Another card draw probability question

There’s a extremely simple solitaire game where you draw the first card and if it’s an ace, you lose. Then the second card, and if it’s a two, you lose. Keep going, naming cards in order (ace, two, three…ten, jack, queen, king) and if the card you name is the card you draw, you lose.

What’s the probability of winning this game?

One blind spot I’ve always had is when you have to calculate the probability of something happening vs. calculating 1-P(something doesn’t happen).

Here’s how I would do the calculation here:

P(losing = drawing the card you name) = 1/13. P(not losing) = 12/13. P(not losing 52 times in a row) = (12/13)^52 = ~1.557%, which is your chance of winning.

Is that right? Do I have to take into account all the cards that didn’t cause me to lose along the way?

Imagine if you played with a 2 card deck, eg A, 2. The first card drawn would entirely determine your chance of winning, because either both would match or neither. I think in general the fact that cards are discarded and not available to be drawn again means that you can’t treat the probability of losing on each turn as independent.

While we don’t know in advance what the first card is, we do know it’s not an Ace in the winning scenario, and it might have been a two. That means your odds are slightly better than 1/13 for the second card.

How this counts in the final calculation of odds I haven’t figured out yet.

Someone answered this on StackExchange, and it’s… complicated.

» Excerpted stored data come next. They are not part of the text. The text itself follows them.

PR #777, opened 2020-04-02
expirationwatch: prune orders expiring at exactly block timestamp

fabioberger:
Fix bug causing orders expiring at _exactly_ the next block timestamp from not being pruned until the next block is mined.


fabioberger:
Duplicate.

PR #96, opened 2021-08-22
Enable unit testing in workflow.

steven-bellock:
test_spdm_requester and test_spdm_responder now return the test status as an exit code. cmake.yml runs the two tests as part of the build process.


jyao1:
looks good

PR #97, opened 2021-08-23
spdm_x509_certificate_check return value bug

### LINKED ISSUE #87: spdm_x509_certificate_check return value
When check issuer_name and subject_name in spdm_x509_certificate_check:
https://github.com/DMTF/libspdm/blob/8daea2f4f61673ca39ef8a10100917c483e1125c/library/spdm_crypt_lib/crypt.c#L1664-L1673
Function will go to end if status==true and len(issuer_name)==0, I think this means that issuername does not exist and should return wrong status. So maybe should set status false then go to end.

Something similar happened in x509_get_extended_key_usage case:
https://github.com/DMTF/libspdm/blob/8daea2f4f61673ca39ef8a10100917c483e1125c/library/spdm_crypt_lib/crypt.c#L1710-L1715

This calculation is appropriate if you are replacing and re-shuffling the cards drawn, i.e. you are doing 52 separate draws from a full deck each time. Without looking at the link someone else posted as an answer, my gut tells me the actual odds of winning are going to be higher.

Since the card draws are not independent, numerical methods work better. After a couple millions trials, the crude simulation I whipped up is returning a winning percentage of about 1.62%

Interesting. So, the non-replacement aspect adds less than a tenth of a percent to the odds.

@DemonTree, thanks! I’ll check it out.

Aside on a similar question: Suppose you instead have a deck numbered from 1 to 52. You might have one “losing card”, that is, a card that’s in the position it’s “supposed to be in”. You might have more. You might not have any. But on average, the number of cards in their original position will be exactly 1. And this is, in fact, true no matter how many cards you have in your deck.

Just created a monte carlo simulation. After 25,000 iterations, I’m getting 1.562% which is much closer to the OP’s 1.557% than it is to the 1.623% from the link. I’m thinking the math geeks got some slight logic problem.

And, that’s the problem with Monte Carlo. Ran a few more iterations; now up to 100k, and I’m at 1.616%, which is now much closer to the math geeks than the OP.

Seems like Caldazar’s couple of million trials would be dispositive, assuming he got the simulation right.